[Start of section]
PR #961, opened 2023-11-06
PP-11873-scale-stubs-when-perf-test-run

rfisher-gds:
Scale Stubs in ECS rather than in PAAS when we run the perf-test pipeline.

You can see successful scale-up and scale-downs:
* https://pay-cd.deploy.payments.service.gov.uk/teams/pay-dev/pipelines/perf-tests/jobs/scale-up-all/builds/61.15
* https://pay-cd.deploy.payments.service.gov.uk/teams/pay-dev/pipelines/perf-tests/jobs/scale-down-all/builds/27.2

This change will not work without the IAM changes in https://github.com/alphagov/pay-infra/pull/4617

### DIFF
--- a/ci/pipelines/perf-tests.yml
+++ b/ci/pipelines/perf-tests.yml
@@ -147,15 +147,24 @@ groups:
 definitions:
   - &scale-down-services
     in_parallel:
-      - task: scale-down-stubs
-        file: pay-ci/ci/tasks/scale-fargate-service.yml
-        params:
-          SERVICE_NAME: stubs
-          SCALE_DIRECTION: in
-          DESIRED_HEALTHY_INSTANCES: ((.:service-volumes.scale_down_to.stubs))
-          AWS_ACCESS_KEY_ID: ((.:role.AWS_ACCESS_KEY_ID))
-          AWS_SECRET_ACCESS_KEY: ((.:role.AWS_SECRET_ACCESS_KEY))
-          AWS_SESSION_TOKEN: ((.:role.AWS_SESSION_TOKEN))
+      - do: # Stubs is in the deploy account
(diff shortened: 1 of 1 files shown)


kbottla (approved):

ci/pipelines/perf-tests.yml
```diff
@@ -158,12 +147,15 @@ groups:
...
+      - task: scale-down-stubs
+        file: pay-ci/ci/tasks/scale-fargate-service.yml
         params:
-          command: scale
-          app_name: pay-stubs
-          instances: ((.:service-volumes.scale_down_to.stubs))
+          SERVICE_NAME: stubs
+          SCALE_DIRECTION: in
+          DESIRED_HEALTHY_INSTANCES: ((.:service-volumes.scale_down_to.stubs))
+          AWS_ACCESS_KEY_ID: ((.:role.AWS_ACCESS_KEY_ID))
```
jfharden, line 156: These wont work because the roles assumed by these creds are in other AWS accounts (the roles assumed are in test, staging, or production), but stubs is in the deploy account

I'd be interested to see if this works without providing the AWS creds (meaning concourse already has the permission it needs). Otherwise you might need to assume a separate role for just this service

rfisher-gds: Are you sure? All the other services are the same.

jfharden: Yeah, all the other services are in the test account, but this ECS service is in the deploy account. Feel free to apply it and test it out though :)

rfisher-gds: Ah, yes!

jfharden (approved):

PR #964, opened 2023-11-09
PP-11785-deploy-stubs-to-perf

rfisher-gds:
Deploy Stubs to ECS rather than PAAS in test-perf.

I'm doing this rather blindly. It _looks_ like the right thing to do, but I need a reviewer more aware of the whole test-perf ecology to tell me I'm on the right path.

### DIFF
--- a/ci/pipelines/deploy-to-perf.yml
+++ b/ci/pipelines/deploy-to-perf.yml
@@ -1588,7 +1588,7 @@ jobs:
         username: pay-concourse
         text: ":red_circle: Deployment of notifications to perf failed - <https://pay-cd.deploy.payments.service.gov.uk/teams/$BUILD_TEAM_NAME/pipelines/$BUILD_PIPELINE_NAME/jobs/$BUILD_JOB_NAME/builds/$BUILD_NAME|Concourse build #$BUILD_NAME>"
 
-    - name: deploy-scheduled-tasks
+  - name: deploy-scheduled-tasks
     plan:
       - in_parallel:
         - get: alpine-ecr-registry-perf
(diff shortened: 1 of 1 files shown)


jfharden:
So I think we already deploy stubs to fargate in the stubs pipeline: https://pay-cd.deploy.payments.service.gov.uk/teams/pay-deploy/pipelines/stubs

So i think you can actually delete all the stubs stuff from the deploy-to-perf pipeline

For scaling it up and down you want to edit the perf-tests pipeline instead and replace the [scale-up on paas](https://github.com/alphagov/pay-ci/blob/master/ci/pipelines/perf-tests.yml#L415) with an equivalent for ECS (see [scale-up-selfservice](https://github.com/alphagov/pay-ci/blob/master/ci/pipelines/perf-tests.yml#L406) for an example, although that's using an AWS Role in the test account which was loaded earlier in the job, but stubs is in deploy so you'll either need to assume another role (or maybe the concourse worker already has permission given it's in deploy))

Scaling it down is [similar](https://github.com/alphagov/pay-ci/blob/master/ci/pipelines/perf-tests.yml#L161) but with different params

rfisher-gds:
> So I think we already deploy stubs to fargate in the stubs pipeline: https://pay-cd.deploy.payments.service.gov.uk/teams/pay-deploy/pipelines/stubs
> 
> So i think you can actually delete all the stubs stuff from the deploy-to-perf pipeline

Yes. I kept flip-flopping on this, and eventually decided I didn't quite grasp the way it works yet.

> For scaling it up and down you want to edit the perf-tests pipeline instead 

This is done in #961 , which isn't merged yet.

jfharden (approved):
[End of section]
▸ Task item
Go through the records and copy each line with "creds" in it.

▸ Response
jfharden, line 156: These wont work because the roles assumed by these creds are in other AWS accounts (the roles assumed are in test, staging, or production), but stubs is in the deploy account
I'd be interested to see if this works without providing the AWS creds (meaning concourse already has the permission it needs). Otherwise you might need to assume a separate role for just this service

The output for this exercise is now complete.